● **Task directions**: Where a line below holds the string "parameterized", copy that line.

BEGIN Provided records

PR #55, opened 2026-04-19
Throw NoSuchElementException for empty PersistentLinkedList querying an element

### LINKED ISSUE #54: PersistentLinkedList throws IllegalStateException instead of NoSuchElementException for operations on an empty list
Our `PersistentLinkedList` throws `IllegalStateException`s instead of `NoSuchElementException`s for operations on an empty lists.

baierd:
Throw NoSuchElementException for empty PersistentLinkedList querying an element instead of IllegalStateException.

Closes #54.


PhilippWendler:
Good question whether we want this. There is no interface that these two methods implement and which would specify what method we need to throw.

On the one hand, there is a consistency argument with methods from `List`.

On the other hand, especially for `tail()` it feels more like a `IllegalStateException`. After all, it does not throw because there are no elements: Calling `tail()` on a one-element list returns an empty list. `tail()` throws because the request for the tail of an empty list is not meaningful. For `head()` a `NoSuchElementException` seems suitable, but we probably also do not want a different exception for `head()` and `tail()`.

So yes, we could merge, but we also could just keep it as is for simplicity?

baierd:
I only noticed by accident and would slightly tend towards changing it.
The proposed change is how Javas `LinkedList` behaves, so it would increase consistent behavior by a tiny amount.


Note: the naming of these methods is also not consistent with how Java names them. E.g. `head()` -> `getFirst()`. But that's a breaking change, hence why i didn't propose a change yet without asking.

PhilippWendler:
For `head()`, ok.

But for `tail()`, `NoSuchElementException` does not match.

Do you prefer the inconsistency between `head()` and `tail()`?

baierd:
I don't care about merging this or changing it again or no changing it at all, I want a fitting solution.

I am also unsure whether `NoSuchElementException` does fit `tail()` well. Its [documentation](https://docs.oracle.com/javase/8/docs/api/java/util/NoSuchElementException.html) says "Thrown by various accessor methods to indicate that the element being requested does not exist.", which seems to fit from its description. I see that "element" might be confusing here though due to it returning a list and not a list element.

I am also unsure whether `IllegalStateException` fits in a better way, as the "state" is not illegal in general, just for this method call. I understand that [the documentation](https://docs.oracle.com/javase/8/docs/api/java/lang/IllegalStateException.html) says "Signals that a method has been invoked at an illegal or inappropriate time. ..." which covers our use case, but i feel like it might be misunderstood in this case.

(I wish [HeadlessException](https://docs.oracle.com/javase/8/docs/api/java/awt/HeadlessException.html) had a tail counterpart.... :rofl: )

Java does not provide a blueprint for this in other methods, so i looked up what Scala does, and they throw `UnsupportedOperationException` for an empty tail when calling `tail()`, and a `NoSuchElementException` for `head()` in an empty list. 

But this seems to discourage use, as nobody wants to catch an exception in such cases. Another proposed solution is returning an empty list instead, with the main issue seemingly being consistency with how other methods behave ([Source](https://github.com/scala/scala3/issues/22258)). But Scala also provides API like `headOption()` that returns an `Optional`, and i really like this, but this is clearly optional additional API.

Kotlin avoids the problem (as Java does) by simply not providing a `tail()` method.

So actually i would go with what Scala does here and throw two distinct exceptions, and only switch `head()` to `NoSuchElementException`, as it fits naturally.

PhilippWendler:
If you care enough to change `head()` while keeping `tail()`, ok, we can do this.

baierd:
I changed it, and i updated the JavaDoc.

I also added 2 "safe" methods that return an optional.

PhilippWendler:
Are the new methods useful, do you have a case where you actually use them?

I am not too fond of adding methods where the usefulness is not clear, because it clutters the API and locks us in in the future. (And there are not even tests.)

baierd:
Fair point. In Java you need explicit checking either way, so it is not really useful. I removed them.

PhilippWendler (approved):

END Provided records
BEGIN Provided records

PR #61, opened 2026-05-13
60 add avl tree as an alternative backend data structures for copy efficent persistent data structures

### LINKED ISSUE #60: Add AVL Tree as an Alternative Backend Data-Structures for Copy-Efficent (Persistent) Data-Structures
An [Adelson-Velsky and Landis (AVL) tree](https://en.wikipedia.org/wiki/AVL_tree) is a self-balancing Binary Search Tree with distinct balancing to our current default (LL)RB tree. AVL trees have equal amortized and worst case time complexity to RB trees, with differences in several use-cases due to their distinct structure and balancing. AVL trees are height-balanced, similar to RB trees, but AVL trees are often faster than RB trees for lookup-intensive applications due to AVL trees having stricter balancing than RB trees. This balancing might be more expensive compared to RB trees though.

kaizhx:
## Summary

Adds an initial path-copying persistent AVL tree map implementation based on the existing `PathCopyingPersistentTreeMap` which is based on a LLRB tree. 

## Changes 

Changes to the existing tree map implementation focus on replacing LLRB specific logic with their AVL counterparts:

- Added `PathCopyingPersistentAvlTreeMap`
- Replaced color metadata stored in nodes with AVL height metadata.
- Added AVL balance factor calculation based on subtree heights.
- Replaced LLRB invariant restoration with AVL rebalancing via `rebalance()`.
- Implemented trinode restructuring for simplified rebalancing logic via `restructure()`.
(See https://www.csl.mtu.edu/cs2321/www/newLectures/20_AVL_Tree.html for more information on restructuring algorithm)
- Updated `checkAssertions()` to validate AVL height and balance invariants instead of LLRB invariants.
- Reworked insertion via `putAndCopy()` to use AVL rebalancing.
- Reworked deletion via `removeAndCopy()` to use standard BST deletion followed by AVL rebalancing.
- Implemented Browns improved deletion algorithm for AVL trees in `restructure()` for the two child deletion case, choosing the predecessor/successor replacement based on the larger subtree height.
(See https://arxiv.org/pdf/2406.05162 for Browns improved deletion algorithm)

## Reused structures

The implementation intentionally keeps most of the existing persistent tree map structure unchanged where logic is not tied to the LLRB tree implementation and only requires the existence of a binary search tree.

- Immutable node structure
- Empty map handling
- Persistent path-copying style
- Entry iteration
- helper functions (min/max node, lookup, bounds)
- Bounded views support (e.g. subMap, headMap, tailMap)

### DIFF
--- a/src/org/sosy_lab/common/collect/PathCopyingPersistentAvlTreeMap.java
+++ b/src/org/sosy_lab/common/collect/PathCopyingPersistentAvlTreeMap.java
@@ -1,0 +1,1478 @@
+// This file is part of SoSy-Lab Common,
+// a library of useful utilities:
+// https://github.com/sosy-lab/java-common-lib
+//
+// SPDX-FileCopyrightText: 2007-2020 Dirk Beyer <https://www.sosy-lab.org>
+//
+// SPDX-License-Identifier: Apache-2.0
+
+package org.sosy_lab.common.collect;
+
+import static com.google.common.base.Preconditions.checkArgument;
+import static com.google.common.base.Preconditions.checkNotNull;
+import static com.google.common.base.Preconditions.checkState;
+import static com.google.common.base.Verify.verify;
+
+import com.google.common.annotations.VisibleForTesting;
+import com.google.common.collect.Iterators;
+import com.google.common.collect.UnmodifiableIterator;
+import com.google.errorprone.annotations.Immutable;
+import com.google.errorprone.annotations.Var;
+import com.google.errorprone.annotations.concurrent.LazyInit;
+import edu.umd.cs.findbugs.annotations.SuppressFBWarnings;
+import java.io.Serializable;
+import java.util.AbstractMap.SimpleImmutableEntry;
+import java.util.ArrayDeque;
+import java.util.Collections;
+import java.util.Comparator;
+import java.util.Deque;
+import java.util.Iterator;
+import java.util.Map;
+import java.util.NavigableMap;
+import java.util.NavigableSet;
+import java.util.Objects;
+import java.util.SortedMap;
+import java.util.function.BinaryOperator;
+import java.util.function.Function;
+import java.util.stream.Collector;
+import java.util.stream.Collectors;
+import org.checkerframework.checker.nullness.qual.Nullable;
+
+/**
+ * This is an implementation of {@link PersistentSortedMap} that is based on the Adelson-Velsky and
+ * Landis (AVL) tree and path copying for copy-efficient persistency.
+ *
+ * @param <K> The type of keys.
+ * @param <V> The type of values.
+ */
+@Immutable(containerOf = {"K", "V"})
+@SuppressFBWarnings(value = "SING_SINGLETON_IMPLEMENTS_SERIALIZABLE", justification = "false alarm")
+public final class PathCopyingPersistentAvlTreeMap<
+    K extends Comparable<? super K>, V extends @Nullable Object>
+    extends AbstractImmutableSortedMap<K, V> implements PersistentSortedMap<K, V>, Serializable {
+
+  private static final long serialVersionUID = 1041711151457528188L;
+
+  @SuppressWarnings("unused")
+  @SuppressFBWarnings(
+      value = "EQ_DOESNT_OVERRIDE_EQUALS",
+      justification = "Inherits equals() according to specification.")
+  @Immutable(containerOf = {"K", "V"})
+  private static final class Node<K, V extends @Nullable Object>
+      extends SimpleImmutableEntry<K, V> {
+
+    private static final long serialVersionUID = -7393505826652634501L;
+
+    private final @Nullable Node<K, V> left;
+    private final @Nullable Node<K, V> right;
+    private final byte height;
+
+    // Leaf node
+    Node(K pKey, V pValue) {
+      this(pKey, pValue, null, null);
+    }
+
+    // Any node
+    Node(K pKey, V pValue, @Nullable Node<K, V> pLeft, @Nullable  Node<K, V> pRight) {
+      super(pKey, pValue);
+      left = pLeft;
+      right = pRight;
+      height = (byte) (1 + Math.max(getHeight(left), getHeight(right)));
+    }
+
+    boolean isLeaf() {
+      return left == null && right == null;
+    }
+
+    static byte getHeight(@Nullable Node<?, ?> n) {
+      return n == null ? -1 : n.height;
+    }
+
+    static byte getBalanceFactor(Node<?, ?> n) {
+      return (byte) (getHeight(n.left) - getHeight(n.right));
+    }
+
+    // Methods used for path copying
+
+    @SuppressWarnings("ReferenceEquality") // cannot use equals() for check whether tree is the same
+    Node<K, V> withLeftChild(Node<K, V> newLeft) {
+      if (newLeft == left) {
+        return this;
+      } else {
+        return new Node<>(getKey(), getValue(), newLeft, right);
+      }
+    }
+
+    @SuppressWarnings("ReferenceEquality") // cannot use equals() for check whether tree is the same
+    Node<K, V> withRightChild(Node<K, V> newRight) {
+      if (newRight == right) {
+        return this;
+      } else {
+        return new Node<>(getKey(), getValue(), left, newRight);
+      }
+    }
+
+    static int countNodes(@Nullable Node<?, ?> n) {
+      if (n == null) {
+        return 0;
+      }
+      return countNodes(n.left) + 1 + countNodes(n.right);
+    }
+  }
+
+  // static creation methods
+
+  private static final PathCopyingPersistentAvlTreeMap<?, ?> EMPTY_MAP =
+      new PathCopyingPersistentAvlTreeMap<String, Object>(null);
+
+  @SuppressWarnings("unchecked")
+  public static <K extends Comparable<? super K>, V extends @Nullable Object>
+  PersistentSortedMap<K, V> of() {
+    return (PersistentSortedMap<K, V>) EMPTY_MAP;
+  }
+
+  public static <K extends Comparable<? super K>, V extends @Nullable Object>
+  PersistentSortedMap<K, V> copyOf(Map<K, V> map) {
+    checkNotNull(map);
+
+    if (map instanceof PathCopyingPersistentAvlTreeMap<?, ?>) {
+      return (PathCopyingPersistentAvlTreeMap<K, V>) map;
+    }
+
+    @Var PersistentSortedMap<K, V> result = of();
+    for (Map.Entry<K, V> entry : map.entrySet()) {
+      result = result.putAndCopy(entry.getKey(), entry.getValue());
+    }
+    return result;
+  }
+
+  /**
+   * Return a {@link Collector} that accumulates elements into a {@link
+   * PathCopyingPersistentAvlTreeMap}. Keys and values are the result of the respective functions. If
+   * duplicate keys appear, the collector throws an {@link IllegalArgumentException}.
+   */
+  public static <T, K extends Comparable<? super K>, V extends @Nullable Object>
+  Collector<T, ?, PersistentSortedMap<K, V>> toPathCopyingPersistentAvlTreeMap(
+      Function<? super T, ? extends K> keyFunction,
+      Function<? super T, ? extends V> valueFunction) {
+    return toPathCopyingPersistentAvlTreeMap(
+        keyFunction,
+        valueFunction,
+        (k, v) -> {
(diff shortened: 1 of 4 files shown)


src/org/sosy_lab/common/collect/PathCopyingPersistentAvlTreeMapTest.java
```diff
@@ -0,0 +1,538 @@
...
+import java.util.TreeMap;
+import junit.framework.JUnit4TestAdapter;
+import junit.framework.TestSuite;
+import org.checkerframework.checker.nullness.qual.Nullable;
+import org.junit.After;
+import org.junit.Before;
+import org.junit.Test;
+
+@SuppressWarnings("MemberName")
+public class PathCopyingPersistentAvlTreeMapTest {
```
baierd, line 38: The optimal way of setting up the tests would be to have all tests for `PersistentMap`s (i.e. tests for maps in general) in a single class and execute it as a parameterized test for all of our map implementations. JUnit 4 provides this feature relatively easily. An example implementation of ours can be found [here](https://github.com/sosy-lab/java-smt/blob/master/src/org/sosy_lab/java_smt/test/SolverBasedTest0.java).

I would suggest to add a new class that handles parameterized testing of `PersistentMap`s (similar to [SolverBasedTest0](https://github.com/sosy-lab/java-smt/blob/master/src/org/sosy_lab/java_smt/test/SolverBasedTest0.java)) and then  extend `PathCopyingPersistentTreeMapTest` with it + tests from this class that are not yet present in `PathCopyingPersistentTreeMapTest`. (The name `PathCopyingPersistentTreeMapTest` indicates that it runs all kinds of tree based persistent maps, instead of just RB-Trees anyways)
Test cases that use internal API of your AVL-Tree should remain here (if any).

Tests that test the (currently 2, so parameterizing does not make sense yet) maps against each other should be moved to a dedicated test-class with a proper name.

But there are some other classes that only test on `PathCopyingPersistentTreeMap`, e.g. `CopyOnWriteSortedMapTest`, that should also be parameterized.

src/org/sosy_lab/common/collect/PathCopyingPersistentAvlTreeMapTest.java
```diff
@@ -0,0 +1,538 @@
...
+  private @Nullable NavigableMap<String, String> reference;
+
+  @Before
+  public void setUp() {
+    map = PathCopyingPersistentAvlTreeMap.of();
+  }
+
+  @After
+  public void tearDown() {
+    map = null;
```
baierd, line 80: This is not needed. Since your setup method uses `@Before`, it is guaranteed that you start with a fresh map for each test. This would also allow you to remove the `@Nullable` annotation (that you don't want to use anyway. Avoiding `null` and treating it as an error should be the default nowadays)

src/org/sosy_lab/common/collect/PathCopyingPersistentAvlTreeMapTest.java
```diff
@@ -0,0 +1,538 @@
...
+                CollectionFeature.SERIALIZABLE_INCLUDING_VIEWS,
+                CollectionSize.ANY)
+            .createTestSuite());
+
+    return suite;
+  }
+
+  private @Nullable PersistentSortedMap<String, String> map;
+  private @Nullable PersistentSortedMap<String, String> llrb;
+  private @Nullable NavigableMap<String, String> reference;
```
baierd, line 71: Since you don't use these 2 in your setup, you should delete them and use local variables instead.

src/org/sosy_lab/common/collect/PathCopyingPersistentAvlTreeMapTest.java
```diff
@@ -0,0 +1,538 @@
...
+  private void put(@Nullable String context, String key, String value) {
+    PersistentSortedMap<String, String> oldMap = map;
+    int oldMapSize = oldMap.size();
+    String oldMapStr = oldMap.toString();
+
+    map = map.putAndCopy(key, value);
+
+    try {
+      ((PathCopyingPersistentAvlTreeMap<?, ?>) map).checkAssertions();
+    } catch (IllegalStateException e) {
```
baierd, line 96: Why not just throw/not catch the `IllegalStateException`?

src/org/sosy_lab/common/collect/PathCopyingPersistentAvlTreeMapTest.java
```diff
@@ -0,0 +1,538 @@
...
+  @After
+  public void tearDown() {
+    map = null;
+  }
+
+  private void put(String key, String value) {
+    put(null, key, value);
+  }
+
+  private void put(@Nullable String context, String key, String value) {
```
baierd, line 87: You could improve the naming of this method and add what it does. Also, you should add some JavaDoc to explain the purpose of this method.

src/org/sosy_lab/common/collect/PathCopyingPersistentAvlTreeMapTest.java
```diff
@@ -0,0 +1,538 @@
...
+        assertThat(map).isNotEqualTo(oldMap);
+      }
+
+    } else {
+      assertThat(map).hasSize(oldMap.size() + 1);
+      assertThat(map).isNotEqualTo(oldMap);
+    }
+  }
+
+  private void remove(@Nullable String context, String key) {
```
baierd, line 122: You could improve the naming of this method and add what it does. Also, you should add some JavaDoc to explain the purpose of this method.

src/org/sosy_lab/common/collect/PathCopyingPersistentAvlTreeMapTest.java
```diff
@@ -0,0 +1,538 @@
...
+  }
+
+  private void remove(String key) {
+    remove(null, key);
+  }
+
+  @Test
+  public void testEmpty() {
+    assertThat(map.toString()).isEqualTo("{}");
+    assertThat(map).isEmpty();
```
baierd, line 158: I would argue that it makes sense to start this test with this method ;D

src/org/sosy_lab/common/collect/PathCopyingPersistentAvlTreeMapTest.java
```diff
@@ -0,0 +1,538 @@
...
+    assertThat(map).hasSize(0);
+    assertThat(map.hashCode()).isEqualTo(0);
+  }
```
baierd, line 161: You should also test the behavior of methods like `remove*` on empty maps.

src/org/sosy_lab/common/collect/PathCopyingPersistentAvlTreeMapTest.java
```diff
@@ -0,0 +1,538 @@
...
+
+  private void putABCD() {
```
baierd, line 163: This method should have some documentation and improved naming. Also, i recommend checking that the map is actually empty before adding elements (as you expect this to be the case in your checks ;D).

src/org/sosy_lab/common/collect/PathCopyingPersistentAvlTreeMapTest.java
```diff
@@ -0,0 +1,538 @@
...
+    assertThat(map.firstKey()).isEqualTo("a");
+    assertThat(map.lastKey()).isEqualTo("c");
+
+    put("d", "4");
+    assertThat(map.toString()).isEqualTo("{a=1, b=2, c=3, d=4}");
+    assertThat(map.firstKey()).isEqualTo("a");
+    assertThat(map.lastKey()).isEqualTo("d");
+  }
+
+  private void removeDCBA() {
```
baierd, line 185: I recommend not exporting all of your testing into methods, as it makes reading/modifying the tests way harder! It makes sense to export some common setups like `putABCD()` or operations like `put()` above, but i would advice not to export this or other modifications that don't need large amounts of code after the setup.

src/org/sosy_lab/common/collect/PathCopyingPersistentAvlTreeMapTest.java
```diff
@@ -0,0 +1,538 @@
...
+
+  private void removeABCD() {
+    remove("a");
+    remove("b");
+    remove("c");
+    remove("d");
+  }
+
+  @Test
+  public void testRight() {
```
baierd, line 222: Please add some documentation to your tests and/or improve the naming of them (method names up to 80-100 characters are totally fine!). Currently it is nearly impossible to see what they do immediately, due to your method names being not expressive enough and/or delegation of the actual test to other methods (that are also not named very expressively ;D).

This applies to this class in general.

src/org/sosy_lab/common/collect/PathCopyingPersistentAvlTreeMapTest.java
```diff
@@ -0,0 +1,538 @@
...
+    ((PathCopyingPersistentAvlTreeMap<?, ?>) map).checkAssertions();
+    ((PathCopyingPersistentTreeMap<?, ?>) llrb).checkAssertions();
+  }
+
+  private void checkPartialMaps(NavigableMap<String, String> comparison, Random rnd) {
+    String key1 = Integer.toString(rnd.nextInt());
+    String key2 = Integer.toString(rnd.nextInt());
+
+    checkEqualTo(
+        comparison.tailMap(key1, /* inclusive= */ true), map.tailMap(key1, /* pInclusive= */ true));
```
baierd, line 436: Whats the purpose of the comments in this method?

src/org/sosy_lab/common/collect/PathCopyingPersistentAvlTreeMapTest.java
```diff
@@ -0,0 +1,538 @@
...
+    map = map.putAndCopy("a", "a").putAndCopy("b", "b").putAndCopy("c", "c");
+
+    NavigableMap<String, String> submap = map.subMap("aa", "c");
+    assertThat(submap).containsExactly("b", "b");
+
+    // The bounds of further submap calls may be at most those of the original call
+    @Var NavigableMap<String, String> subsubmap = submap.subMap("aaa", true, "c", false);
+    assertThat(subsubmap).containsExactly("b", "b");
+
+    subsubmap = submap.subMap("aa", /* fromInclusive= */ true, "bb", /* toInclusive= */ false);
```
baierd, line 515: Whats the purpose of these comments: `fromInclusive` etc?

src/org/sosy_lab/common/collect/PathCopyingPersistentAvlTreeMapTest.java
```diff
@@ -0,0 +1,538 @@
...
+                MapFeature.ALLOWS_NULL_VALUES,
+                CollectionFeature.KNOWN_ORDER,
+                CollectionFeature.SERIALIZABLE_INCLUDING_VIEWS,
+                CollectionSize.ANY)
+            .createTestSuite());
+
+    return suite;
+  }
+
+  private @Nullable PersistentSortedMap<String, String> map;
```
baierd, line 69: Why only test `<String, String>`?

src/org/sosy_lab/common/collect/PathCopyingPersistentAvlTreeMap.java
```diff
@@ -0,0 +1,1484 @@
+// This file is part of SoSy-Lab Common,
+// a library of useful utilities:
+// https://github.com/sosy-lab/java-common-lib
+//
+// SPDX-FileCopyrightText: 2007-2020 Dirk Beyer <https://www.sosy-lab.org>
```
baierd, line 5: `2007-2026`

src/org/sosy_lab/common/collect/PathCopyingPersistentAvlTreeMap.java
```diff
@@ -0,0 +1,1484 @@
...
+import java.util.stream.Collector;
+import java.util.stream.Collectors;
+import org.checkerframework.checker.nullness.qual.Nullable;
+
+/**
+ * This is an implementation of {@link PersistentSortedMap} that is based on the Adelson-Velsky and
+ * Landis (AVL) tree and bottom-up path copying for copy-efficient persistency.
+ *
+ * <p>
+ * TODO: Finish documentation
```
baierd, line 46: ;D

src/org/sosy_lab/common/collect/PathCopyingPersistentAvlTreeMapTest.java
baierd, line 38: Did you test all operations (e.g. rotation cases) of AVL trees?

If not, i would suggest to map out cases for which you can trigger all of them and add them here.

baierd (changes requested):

END Provided records

● **Output for this exercise**:
baierd, line 38: The optimal way of setting up the tests would be to have all tests for `PersistentMap`s (i.e. tests for maps in general) in a single class and execute it as a parameterized test for all of our map implementations. JUnit 4 provides this feature relatively easily. An example implementation of ours can be found [here](https://github.com/sosy-lab/java-smt/blob/master/src/org/sosy_lab/java_smt/test/SolverBasedTest0.java).
I would suggest to add a new class that handles parameterized testing of `PersistentMap`s (similar to [SolverBasedTest0](https://github.com/sosy-lab/java-smt/blob/master/src/org/sosy_lab/java_smt/test/SolverBasedTest0.java)) and then  extend `PathCopyingPersistentTreeMapTest` with it + tests from this class that are not yet present in `PathCopyingPersistentTreeMapTest`. (The name `PathCopyingPersistentTreeMapTest` indicates that it runs all kinds of tree based persistent maps, instead of just RB-Trees anyways)
But there are some other classes that only test on `PathCopyingPersistentTreeMap`, e.g. `CopyOnWriteSortedMapTest`, that should also be parameterized.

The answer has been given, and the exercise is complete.